Stored data:
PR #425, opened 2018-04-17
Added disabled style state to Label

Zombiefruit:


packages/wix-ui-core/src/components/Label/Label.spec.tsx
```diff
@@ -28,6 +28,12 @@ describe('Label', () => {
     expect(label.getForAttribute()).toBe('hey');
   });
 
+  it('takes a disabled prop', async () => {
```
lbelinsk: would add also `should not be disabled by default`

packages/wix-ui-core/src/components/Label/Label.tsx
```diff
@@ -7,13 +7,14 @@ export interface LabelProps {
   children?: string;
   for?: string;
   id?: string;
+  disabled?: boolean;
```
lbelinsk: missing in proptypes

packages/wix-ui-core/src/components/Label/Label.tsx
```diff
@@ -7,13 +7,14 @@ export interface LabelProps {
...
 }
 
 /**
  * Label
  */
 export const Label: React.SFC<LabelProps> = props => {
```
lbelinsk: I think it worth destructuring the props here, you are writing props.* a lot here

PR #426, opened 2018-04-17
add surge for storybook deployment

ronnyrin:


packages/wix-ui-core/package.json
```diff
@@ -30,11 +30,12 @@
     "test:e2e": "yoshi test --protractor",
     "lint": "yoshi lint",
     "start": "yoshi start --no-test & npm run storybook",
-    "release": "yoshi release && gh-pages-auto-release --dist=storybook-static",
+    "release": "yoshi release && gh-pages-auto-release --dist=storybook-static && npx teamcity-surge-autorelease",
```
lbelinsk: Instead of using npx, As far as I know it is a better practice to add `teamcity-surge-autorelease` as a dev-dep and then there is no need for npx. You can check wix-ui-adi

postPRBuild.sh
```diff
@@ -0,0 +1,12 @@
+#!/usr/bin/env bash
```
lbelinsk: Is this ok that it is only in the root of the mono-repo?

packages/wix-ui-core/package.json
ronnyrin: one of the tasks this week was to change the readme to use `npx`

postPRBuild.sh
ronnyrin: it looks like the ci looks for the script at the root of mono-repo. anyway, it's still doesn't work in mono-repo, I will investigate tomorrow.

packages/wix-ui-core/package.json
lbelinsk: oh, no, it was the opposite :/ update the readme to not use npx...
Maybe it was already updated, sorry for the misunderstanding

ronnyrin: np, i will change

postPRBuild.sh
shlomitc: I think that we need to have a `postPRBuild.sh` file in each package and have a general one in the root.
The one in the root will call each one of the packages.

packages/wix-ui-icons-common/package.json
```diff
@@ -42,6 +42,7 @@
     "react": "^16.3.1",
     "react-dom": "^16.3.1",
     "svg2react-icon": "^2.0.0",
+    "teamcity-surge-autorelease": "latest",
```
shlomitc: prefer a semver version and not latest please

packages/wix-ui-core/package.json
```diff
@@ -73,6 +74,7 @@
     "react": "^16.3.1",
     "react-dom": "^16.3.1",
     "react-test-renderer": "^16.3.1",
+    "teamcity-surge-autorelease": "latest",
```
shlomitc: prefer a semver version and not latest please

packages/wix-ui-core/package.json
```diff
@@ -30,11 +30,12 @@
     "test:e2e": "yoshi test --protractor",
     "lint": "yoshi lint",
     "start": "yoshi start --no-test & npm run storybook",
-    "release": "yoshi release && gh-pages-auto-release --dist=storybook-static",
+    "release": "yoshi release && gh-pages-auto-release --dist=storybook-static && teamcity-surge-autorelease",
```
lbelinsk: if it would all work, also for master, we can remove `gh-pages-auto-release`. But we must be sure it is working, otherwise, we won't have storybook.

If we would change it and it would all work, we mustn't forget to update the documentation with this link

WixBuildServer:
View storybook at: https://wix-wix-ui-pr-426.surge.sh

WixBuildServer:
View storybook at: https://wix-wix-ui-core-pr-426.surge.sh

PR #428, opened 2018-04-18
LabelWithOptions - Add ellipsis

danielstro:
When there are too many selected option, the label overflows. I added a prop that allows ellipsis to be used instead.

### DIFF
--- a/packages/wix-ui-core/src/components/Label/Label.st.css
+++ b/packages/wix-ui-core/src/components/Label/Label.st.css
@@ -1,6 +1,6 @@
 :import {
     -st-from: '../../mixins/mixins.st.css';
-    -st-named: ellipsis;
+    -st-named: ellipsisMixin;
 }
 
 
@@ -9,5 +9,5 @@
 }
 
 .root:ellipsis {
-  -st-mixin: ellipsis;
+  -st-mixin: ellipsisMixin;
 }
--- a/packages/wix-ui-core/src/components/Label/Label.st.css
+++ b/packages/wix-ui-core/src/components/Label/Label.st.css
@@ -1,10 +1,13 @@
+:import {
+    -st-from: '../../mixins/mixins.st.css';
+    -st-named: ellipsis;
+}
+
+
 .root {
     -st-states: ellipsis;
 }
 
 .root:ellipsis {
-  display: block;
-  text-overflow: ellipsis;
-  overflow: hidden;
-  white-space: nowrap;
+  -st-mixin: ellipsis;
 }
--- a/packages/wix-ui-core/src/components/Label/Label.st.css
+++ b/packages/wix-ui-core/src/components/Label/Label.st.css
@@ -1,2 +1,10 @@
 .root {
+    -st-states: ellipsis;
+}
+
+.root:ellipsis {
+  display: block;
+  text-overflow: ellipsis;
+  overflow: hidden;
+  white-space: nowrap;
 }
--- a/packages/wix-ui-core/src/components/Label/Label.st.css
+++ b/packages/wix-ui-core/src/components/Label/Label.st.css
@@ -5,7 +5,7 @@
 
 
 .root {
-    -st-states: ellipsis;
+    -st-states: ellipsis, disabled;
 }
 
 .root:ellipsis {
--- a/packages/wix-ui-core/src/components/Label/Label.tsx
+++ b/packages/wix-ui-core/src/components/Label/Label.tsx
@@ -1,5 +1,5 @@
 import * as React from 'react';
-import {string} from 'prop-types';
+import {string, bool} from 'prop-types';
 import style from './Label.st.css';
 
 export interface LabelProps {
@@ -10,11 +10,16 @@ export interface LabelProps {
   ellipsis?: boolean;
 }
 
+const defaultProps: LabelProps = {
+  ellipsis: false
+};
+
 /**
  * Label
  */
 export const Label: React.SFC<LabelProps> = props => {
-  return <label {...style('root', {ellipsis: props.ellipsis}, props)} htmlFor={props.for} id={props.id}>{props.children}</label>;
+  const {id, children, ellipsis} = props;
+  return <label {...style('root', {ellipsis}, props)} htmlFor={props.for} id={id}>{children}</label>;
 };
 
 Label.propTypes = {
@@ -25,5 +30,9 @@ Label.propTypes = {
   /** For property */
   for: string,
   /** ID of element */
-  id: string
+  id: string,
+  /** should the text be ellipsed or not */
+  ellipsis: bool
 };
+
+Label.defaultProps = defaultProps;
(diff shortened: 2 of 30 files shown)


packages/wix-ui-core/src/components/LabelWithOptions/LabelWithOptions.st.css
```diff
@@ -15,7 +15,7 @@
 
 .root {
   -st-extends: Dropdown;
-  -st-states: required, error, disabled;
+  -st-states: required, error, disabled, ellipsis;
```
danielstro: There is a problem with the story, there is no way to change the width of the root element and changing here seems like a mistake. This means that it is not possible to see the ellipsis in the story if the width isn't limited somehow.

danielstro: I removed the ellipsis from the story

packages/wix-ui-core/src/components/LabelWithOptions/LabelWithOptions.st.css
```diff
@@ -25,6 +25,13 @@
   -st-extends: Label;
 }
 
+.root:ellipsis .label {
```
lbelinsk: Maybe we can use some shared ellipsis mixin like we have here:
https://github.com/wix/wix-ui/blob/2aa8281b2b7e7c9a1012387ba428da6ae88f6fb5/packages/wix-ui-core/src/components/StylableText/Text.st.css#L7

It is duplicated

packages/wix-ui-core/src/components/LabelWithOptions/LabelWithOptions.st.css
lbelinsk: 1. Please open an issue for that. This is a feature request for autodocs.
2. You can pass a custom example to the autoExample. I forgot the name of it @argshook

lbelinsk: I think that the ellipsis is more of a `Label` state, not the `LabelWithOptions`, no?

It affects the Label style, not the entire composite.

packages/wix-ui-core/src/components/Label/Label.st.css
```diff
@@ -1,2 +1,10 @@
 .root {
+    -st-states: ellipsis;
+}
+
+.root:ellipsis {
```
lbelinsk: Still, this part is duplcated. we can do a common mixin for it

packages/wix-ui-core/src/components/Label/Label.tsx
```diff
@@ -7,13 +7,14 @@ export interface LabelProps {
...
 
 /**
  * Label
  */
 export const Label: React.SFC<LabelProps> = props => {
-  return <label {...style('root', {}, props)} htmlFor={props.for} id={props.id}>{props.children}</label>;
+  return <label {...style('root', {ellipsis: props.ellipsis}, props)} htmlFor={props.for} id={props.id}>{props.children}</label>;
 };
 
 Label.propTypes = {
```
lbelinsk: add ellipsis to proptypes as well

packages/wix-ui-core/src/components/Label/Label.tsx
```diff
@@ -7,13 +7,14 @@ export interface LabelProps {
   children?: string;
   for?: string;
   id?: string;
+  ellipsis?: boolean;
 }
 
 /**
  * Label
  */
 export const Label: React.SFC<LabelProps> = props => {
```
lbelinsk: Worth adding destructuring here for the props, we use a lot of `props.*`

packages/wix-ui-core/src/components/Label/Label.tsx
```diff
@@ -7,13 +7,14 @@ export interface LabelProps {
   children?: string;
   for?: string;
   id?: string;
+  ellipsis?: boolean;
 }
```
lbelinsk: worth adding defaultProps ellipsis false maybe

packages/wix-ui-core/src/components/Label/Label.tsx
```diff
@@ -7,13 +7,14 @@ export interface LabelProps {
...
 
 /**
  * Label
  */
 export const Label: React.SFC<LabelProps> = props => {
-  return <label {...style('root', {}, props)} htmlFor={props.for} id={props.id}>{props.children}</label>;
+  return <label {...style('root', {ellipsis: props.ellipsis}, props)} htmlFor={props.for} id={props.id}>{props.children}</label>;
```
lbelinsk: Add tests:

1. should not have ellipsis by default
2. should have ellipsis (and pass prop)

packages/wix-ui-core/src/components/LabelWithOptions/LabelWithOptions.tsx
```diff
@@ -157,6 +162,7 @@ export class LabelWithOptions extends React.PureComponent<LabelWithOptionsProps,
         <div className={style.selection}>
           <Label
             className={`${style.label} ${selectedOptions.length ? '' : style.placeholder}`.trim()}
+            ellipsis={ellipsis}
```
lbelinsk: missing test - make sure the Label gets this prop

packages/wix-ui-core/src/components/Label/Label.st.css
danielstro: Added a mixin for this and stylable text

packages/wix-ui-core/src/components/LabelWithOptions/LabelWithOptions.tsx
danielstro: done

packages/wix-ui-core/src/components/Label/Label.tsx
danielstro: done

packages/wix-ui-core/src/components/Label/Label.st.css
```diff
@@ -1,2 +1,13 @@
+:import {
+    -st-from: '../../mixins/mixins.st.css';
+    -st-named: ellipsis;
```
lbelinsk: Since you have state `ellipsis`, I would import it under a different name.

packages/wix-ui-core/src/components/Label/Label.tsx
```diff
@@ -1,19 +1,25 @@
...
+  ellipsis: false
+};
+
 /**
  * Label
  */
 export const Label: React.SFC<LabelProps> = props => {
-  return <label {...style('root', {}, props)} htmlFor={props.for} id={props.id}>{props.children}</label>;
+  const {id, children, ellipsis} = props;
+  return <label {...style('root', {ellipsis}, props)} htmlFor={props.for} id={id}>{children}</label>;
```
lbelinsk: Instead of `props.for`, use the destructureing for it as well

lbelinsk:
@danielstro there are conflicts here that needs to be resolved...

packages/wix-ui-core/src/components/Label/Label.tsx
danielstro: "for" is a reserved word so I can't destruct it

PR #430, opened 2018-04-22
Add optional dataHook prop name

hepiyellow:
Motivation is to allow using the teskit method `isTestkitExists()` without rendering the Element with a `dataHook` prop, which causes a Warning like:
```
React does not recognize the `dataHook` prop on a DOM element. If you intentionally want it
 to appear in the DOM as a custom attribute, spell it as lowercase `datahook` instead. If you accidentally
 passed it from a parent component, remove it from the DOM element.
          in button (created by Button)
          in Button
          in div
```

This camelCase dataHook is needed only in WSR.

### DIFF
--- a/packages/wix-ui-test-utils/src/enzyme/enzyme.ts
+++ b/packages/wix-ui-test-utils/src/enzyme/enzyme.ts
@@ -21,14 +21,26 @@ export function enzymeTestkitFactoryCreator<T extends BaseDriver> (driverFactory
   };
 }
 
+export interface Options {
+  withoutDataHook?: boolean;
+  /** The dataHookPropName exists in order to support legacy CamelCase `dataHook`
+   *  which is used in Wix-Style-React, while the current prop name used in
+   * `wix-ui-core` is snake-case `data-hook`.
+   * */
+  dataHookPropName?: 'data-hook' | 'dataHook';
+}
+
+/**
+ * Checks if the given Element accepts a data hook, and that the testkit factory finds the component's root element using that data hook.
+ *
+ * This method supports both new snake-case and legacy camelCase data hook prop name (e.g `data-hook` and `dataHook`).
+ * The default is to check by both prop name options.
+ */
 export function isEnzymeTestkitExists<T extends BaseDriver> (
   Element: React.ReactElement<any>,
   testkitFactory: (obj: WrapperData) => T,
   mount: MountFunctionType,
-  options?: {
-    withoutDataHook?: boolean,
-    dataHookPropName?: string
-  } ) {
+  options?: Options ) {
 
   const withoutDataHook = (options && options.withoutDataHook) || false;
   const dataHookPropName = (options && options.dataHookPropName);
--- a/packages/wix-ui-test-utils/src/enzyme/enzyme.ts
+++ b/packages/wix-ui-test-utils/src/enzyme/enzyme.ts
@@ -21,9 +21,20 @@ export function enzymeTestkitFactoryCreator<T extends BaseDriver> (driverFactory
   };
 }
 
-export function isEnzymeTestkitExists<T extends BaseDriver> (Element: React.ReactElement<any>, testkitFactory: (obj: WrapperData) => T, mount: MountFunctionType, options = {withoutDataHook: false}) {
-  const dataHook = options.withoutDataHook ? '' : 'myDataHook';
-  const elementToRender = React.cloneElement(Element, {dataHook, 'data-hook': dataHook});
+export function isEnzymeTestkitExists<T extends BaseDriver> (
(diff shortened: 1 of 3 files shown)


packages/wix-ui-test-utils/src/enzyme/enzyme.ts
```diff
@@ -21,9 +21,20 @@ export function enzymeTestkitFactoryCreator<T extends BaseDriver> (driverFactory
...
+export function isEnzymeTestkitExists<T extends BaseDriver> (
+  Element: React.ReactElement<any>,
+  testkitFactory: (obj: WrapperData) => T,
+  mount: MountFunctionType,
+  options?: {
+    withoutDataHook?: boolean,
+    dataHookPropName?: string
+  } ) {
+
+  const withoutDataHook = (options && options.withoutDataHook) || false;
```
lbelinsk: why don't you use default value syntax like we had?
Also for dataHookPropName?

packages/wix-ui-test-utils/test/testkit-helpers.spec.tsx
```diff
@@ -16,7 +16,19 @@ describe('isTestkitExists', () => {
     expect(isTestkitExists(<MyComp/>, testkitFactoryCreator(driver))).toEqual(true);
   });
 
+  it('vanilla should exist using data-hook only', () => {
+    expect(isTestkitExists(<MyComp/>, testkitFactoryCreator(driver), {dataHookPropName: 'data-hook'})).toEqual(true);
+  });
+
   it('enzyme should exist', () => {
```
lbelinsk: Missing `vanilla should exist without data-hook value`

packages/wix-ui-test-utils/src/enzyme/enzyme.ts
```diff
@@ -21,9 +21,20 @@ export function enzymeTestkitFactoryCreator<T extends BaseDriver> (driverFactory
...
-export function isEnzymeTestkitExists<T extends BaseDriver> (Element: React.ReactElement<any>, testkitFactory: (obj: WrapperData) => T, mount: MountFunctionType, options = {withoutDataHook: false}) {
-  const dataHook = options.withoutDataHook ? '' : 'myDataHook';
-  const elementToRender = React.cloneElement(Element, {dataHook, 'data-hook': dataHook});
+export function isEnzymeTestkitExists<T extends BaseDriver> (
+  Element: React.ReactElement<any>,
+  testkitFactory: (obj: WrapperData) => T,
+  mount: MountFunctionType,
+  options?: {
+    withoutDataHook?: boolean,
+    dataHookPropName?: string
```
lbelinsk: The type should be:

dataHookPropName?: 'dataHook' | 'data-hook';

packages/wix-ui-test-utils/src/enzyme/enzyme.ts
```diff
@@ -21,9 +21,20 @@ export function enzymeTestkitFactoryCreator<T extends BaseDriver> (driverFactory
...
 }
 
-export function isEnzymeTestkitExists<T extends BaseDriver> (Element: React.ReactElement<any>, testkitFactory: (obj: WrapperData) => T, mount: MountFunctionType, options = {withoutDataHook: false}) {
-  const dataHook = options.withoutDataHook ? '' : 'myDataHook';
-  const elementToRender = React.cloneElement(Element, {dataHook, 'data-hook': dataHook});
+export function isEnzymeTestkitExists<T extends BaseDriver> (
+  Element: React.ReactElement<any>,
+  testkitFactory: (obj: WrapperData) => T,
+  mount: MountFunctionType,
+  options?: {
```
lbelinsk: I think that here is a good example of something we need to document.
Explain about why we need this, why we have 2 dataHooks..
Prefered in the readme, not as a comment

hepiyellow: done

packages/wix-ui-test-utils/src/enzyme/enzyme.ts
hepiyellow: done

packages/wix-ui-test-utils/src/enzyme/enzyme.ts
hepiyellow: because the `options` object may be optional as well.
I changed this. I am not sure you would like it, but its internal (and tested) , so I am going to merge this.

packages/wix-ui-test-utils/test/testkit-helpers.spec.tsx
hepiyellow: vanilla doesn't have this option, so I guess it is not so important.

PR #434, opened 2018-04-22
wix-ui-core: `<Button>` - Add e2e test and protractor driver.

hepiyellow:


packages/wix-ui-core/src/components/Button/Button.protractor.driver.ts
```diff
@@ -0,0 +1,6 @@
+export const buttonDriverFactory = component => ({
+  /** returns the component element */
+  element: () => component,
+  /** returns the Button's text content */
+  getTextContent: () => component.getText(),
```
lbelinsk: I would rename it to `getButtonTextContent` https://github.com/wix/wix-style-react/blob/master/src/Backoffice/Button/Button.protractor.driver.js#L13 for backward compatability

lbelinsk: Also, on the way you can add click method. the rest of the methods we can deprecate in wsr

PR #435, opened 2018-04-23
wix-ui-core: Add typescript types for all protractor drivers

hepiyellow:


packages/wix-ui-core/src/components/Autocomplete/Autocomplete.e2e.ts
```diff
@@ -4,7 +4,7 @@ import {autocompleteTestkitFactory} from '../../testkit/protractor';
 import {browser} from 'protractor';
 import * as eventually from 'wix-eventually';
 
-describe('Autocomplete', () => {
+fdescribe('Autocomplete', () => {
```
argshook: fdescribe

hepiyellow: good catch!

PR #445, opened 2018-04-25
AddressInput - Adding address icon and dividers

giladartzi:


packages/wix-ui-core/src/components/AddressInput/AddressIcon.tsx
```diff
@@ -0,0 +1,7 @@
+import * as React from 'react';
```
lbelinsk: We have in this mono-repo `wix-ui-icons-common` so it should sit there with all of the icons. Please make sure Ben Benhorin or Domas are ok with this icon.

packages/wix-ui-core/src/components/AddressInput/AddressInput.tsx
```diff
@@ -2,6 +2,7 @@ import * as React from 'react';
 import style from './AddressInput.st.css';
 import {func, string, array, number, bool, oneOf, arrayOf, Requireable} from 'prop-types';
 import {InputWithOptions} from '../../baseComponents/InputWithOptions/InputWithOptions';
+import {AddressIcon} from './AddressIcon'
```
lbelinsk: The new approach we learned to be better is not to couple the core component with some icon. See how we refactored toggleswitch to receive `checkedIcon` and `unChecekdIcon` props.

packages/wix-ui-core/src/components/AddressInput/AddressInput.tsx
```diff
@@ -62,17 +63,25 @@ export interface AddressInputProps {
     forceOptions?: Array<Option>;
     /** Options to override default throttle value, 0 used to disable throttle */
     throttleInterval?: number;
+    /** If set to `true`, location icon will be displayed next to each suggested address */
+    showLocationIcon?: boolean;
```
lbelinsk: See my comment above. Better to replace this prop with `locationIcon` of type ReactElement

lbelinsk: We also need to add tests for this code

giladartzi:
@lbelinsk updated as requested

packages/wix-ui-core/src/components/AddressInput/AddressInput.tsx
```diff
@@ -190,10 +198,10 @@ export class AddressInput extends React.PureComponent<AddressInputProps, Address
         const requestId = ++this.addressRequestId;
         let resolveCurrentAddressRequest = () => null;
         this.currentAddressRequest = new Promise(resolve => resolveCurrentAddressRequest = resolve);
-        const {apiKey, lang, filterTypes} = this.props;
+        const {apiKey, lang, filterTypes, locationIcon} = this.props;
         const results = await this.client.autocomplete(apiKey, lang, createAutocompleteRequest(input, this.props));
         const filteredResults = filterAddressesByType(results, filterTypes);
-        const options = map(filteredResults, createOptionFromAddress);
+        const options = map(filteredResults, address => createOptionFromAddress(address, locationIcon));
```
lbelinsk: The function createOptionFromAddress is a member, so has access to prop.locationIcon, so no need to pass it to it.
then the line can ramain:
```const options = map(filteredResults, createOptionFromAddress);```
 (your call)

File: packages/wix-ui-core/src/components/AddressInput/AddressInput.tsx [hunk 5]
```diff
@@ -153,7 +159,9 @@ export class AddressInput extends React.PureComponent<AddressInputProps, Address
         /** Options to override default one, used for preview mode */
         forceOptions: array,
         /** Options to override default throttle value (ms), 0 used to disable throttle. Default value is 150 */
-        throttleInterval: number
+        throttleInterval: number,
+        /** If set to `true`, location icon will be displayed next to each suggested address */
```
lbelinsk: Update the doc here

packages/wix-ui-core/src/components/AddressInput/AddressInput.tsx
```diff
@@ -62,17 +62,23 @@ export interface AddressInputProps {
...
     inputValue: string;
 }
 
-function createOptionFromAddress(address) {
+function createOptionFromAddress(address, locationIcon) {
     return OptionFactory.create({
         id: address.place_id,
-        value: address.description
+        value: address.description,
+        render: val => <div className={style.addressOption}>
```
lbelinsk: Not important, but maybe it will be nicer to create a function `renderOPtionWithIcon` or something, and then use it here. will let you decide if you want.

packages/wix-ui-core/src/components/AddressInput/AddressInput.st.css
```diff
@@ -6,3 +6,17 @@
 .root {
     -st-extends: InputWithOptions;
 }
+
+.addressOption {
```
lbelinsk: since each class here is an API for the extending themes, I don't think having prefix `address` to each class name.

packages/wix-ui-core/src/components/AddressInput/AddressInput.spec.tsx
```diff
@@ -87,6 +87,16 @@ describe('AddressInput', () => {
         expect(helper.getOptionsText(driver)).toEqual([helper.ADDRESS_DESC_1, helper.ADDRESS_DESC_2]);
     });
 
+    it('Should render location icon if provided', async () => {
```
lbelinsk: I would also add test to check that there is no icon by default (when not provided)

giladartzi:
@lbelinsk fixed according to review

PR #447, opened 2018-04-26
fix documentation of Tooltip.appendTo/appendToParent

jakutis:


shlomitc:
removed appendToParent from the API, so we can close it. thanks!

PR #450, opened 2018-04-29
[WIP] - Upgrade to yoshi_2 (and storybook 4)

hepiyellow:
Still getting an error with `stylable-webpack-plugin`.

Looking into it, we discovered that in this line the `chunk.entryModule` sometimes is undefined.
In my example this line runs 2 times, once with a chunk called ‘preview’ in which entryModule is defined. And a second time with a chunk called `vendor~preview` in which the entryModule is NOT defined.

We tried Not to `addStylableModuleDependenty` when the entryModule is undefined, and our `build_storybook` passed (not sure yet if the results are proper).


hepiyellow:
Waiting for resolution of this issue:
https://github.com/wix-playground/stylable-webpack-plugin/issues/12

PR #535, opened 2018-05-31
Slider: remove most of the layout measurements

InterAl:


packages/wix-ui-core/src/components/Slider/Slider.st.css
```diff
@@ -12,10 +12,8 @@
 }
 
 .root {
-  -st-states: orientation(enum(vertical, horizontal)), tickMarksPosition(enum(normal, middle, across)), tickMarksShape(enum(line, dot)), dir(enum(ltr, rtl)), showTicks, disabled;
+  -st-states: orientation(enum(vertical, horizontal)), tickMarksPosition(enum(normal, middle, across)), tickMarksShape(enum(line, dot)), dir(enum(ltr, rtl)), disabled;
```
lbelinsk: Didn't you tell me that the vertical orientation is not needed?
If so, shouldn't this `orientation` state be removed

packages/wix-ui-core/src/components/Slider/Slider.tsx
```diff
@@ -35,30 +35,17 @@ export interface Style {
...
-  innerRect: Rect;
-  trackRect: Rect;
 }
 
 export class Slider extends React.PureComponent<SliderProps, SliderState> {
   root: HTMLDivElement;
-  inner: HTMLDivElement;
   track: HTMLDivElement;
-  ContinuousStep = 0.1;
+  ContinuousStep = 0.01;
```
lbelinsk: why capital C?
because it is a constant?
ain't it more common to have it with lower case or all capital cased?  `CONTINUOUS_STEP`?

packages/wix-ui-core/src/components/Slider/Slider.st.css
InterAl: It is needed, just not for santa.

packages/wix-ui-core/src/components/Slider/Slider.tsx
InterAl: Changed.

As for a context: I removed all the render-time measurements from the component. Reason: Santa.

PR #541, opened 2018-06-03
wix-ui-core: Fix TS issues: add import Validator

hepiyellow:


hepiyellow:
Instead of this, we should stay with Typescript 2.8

Task description: Copy every line of the data that carries the word "AddressInputProps".

Reply to the task:
@@ -62,17 +63,25 @@ export interface AddressInputProps {
@@ -190,10 +198,10 @@ export class AddressInput extends React.PureComponent<AddressInputProps, Address
@@ -153,7 +159,9 @@ export class AddressInput extends React.PureComponent<AddressInputProps, Address
@@ -62,17 +62,23 @@ export interface AddressInputProps {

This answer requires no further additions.